> **TASK ITEM**:
When you reach the records below, repeat each one exactly as written.

[Items from a data source]
PR #2199, opened 2022-10-22
tweaks to loadouts of engineers and miners

Fikou:
engineers and miners now use duty boots instead of work boots and sneakers
engineers get thick gloves in their lockers
engineers no longer have ugly blue hardhats

they look really ugly currently and that should make it better


dawsonkeyes:
the advanced rig was intentionally in the locker as people can spawn with rigs like the civie/hacker rig via loadouts, and thus having such a thing would override and delete it

this is now a problem ingame

karlodayo:
> the advanced rig was intentionally in the locker as people can spawn with rigs like the civie/hacker rig via loadouts, and thus having such a thing would override and delete it
> 
> this is now a problem ingame

Agreed, I'd say to please revert this change within your PR.

PR #2200, opened 2022-10-23
Trollge

Vizoplez:
This makes xenoarch FAR more dangerous and helps prevent future atmos grief with it.


Vizoplez:
Essentially this PR
-Buffs the chance of LARGE artifacts spawning
-Makes them more likely to activate on being discovered (thus performing their effect)
-Removes the atmospheric grief effects (such as spawning phoron/plasma)
-Removes the requirement to change the atmosphere to cause them to activate (as this can be construed as potentially breaking server rules, especially on the Ishi where an artifact that suddenly heats the atmosphere to 9000c is bad)

code/modules/xenoarcheaology/effects/radiate.dm
```diff
@@ -5,7 +5,8 @@
 
 /datum/artifact_effect/radiate/New()
 	..()
-	radiation_strength = rand(10, 50)
+	radiation_range = rand(5,15) //This used to NOT have a limit thus would irradiate entire Z-levels
+	radiation_strength = rand(50, 150) //You're GOING to die VERY fast without immediate medical attention
```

> **ANSWER BELOW**:
PR #2199, opened 2022-10-22
tweaks to loadouts of engineers and miners

Fikou:
engineers and miners now use duty boots instead of work boots and sneakers
engineers get thick gloves in their lockers
engineers no longer have ugly blue hardhats

they look really ugly currently and that should make it better


dawsonkeyes:
the advanced rig was intentionally in the locker as people can spawn with rigs like the civie/hacker rig via loadouts, and thus having such a thing would override and delete it

this is now a problem ingame

karlodayo:
> the advanced rig was intentionally in the locker as people can spawn with rigs like the civie/hacker rig via loadouts, and thus having such a thing would override and delete it
> 
> this is now a problem ingame

Agreed, I'd say to please revert this change within your PR.

PR #2200, opened 2022-10-23
Trollge

Vizoplez:
This makes xenoarch FAR more dangerous and helps prevent future atmos grief with it.


Vizoplez:
Essentially this PR
-Buffs the chance of LARGE artifacts spawning
-Makes them more likely to activate on being discovered (thus performing their effect)
-Removes the atmospheric grief effects (such as spawning phoron/plasma)
-Removes the requirement to change the atmosphere to cause them to activate (as this can be construed as potentially breaking server rules, especially on the Ishi where an artifact that suddenly heats the atmosphere to 9000c is bad)

code/modules/xenoarcheaology/effects/radiate.dm
```diff
@@ -5,7 +5,8 @@
 
 /datum/artifact_effect/radiate/New()
 	..()
-	radiation_strength = rand(10, 50)
+	radiation_range = rand(5,15) //This used to NOT have a limit thus would irradiate entire Z-levels
+	radiation_strength = rand(50, 150) //You're GOING to die VERY fast without immediate medical attention
```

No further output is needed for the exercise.